According to Hecla Mining President and CEO Phil Baker, there will be a lot of demand for silver not only for investment purposes, but in the technological markets as well. He believes that there will be great demand for silver over the next 50 years at least.
Author: By Geoff Candy
Posted: Tuesday , 22 May 2012
There has been a lot of talk in recent months about both the monetary role of precious metals and investment demand for silver.
For Hecla Mining President and CEO, Phil Baker, while the investment side of the market is important, it is the technological markets for the metal that are more exciting.
Speaking on Mineweb's Metals Weekly podcast, Baker said the silver market today can best be compared to where it was 100 years ago, when photographic demand was just beginning to grow.
"Hecla has been a silver mining company for 120 years - it was a great business to be in until the early 1980s and it was a terrible business to be in for the next 20 years. We're now back in a phase where it will be a great business to be in for the next 50 years at least."
According to Baker, the reasons for this prediction are two-fold. The first is that silver's unique properties mean that its uses in various forms of technology are growing significantly.
"Roughly half of all of the silver that's demanded today, goes into one of these technological uses. It goes back into the Second World War and then since the start of 2000 - the start of this century we had all sorts of new uses that have really outstripped that decline that we've seen since this photographic demand has exited," he said.

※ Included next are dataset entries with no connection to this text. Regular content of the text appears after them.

PR #14229, opened 2025-01-25
[POC] OSCQuery

daschuer:
This PR implements the a bit of the OSCQuery protocol into Mixxx. It finally allows to subscribe CO updates form remote. Somehow a mapping mechanism. See https://github.com/Vidvox/OSCQueryProposal

@Eve00000 and I have discussed this and came to the conclusion that we need two root namespaces: 
cop = Returns the parameter represenatation of a ControlObject (Controller Domain) 
cov = Returns the value presnetation of a ControlObject (Engine Domain) 

Both are duplicated as /get/cop and /get/cov to query the values from clients which do not have implemented the 
OSCQuery protocol 

This results for a compelex example to this OSC path: 
"/cop/EffectRack1/EffectUnit1/group/(Channel1Stem1)/enable"

This results in a nice tree of COs, however we put OSCQuery to the edge, because the resulting formatted JSON file is 233 MB. 

I have created a button in the developer menu to store the file in the Mixxx config folder as oscquerry.json. 

You can Open it with Firefox (after copy it to your download folder) to nicely collapse all and navigate. 
This is a good preview how it will work in client tools when selecting a Mixxx control.

### DIFF
--- a/src/dialog/dlgdevelopertools.h
+++ b/src/dialog/dlgdevelopertools.h
@@ -21,6 +21,7 @@ class DlgDeveloperTools : public QDialog, public Ui::DlgDeveloperTools {
     void slotControlSearch(const QString& search);
     void slotLogSearch();
     void slotControlDump();
+    void slotOscQuerryDump();
 
   private:
     UserSettingsPointer m_pConfig;
--- a/src/osc/query/oscquerydescription.cpp
+++ b/src/osc/query/oscquerydescription.cpp
@@ -176,10 +176,10 @@ bool OscQueryDescription::saveToFile(const QString& filePath) const {
 
 void OscQueryDescription::insertControlKey(const ConfigKey& key) {
     QString address = toOscAddress(key);
-    addAddress("/cop/" + address, "f", "3", "");
-    addAddress("/get/cop/" + address, "f", "3", "");
-    addAddress("/cov/" + address, "f", "3", "");
-    addAddress("/get/cov/" + address, "f", "3", "");
+    addAddress("/cop/" + address, "d", "3", "");
+    addAddress("/get/cop/" + address, "d", "3", "");
+    addAddress("/cov/" + address, "d", "3", "");
+    addAddress("/get/cov/" + address, "d", "3", "");
 }
 
 void OscQueryDescription::removeControlKey(const ConfigKey& key) {
--- a/src/osc/query/oscquerydescription.cpp
+++ b/src/osc/query/oscquerydescription.cpp
@@ -5,6 +5,8 @@
 #include <QJsonDocument>
 #include <QJsonValue>
 
+#include "preferences/configobject.h"
+
 namespace {
 
 template<typename T>
@@ -12,6 +14,15 @@ T take_back(std::vector<T>* pVec) {
     T last_element = std::move(pVec->back());
     pVec->pop_back();
     return last_element;
+}
+
+QString toOscAddress(const ConfigKey& key) {
+    QString groupWithoutBrackets = key.group.mid(1, key.group.size() - 2);
+    QString oscAddress = groupWithoutBrackets + QChar('/') + key.item;
+    oscAddress.replace(QChar('['), QChar('('));
+    oscAddress.replace(QChar(']'), QChar(')'));
+    oscAddress.replace(QChar('_'), QChar('/'));
+    return oscAddress;
 }
 
 } // namespace
@@ -161,4 +172,20 @@ bool OscQueryDescription::saveToFile(const QString& filePath) const {
     file.write(toJsonString().toUtf8());
     file.close();
     return true;
+}
+
+void OscQueryDescription::insertControlKey(const ConfigKey& key) {
+    QString address = toOscAddress(key);
+    addAddress("/cop/" + address, "f", "3", "");
+    addAddress("/get/cop/" + address, "f", "3", "");
+    addAddress("/cov/" + address, "f", "3", "");
+    addAddress("/get/cov/" + address, "f", "3", "");
+}
+
+void OscQueryDescription::removeControlKey(const ConfigKey& key) {
+    QString address = toOscAddress(key);
+    removeAddress("/cop/" + address);
+    removeAddress("/get/cop/" + address);
+    removeAddress("/cov/" + address);
+    removeAddress("/get/cov/" + address);
 }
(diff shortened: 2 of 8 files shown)


daschuer:
Mixxx has currenty 118899 COs tendency rising.

Eve00000:
Someone had been working a lot to, that makes me happy because I've been corking on new MixxxInTouchOSCCovCop version  all day (and will be working on it tomorrow to)

src/osc/query/oscquerydescription.cpp
```diff
@@ -0,0 +1,191 @@
...
+}
+
+void OscQueryDescription::insertControlKey(const ConfigKey& key) {
+    QString address = toOscAddress(key);
+    addAddress("/cop/" + address, "f", "3", "");
+    addAddress("/get/cop/" + address, "f", "3", "");
+    addAddress("/cov/" + address, "f", "3", "");
+    addAddress("/get/cov/" + address, "f", "3", "");
+}
+
```
Eve00000, line 184: what is the "f", "3", "" for?
f = float?

daschuer: All is described here, but we should make the code readable on its own. 
https://github.com/Vidvox/OSCQueryProposal
"f" = float 
"3" = rw = Read and write.

src/dialog/dlgdevelopertools.h
```diff
@@ -21,6 +21,7 @@ class DlgDeveloperTools : public QDialog, public Ui::DlgDeveloperTools {
     void slotControlSearch(const QString& search);
     void slotLogSearch();
     void slotControlDump();
+    void slotOscQuerryDump();
```
Swiftb0y, line 24: typo is repeated multiple times, please `grep` for the other occurrences
```suggestion
    void slotOscQueryDump();
```

src/osc/query/oscquerydescription.cpp
```diff
@@ -0,0 +1,190 @@
...
+    objects.reserve(pathParts.size());
+
+    // Create a list of QJsonObjects.
+    // Note: QJsonObject is only temporary helper class for writing a QJsonValue
+    for (const auto& pathPart : std::as_const(pathParts)) {
+        if (pathPart.isEmpty()) {
+            continue;
+        }
+        fullPath += "/" + pathPart;
+        if (objects.size()) {
```
Swiftb0y, line 54: implicit narrowing cast. what does this imply? this code is only executed on first iteration?

src/osc/query/oscquerydescription.h
```diff
@@ -0,0 +1,30 @@
...
+  public:
+    OscQueryDescription();
+
+    void addAddress(
+            const QString& address,
+            const QString& type,
+            const QString& access,
+            const QString& description);
+
+    void removeAddress(const QString& address);
```
Swiftb0y, line 19: the implementation of both of these is really hard to understand IMO... Can you try to simplify it?

src/osc/query/oscquerydescription.cpp
daschuer: Yes.

src/osc/query/oscquerydescription.h
daschuer: Not yet, it is still premature. Or do you see a low hanging fruit?

Swiftb0y: I suspect the algorithm would be easier to implement if addAddress and removeAddress would not mutate the json object inplace. Instead it should save it in its own internal datastructure (that is easier to understand than QJsonObject) and only saveToFile serializes that datastructure to a QJsonDocument in one go. I think doing it this way may result in simpler code. wdyt?

daschuer: Yes, that is probably true. I have started with that but than I realized that the main issue remains. You need to start from n-leaves to built the tree. That's why I started with that here. 

We finally need auch a tree to allow wildcard addressing and storing our CO objects. 
It could be interesting how this performed compared to QHash using the full address and not support wild card addressing..

@Eve00000 has implemented a code to restore the original ini name of our COs and use the established QHash. 

We neet to put all in a pot, steer and have a look. 

What do you think?

Swiftb0y: > you need to start from n-leaves to built the tree. 

I don't understand, can you elaborate?

Swiftb0y: >  can we, instead of making a hash of the complete collection of CO's implement a sort of 'favourites', I can imagine the user won't use all CO's in /tree/branch/leaf form but only a 'selection as needed'.

Not sure its worth the complexity. Certainly won't improve performance IIU your proposal correctly.

daschuer: >> you need to start from n-leaves to built the tree.
> I don't understand, can you elaborate?

Qt holds a the string like QJsonValue in memory. The QJsonObject is only an editor interface. 
If we want  a root QJsonValue with {"a":{"b":{"leaf":{}}}} you need to create the leaf first, create an empty b, insert the leaf create an empty a insert be and insert a to the root.  

If you want to add something into the leaf you cannot do via the root, because the leaf is read only. You can copy the leaf, alter it and put it back to b. however b is also read only and you need to copy it ... and so forth. 
The Root QJsonObject is only one dimensional array [1] with only a, a QJsonValue with all the rest as a string. You need to create QJsonObject for a, then get b, create the QJsonObject for leaf.

Swiftb0y: Sure... but thats orthogonal to the design I'm questioning. Why does the class manage the json tree directly instead of keeping its own (easier to manipulate) datastructure and then only build the json tree when actually writing the file?

daschuer: I had have this also in mind. We will need our own data structure anyway when we decide to allow wild card lockups. However, we always need a similar single branch up ad down crawling when writing the Json File. Since the structure is constant, it is reasonable to keep it in memory and not do it for all 118883 leaves again on every OSCQuery call. Writing the file is only a debug feature for the developers. If we have that code anyway, id does not matter in which function it is.

Swiftb0y: Ah I see, I misunderstood then. Yes in case this is called often, it does make sense to do it in place. I thought writing the file was the primary purpose of the class.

Silver is used in everything from band aids to iPads because of its conductivity, its malleability, its reflectivity and its ability as a biocide. And, as Baker points out, the existing uses aren't going away and "everyday there seem to be something new that comes out that uses silver."
The second reason why Baker is so bullish on the industrial side of the market is that, the markets for these technological products are set to grow significantly in the next few years.
For Baker, the trend towards ever-increasing urbanisation means growing markets for technological products.
"A good example of that is South Korea. About 20 years ago they were consuming about 0.05 ounces of silver per capita. Today they consume about 0.5 ounces - that increase we think will be the same increase that you'll see in China, and you'll see that on top of all of these new applications that we have for silver."
And, while demand is set to grow, Baker is less convinced that supply will be able to keep up, at least in the short term.
"We've had a depression for silver for the last 20 years, until about 2005 and as a result of that, there has not been the exploration for silver. It's really only been since 2005 that you've started to see that. So what new production that you see coming in for silver for the most part, comes in as a bi-product for some other metal. And if you look at the growth rate for gold and if you look at the growth rate for other metals, lead and zinc for example, there's not many new projects that are on the horizon that are going to make a material difference over the course of the next 10 years."
But, he says, "The problem that the silver market has is this underlying industrial demand or technological demand is growing at such a fast rate, that it's hard to envision the mines being able to keep up with the supply. So what's going to have to happen is that above-ground stocks are going to have to move from investment use, and be put into industrial use over time."
Having said that, Baker is also quick to point out that it is unlikely to be one way traffic.
"Investment demand will come and will go, and when it goes, you'll see silver prices being very, very volatile on the downside. I think over the long haul it's going to be very volatile on the upside but you'll have these periods of time with lower silver prices."